**Supplied data:**
· · ·
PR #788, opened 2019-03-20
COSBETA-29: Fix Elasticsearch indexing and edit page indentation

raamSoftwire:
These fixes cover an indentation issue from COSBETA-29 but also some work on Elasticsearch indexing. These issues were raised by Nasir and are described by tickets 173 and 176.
· · ·
**Work item:**
By examining the material line by line, establish how many lines contain "Elasticsearch" and give only that number.

**Result:**
2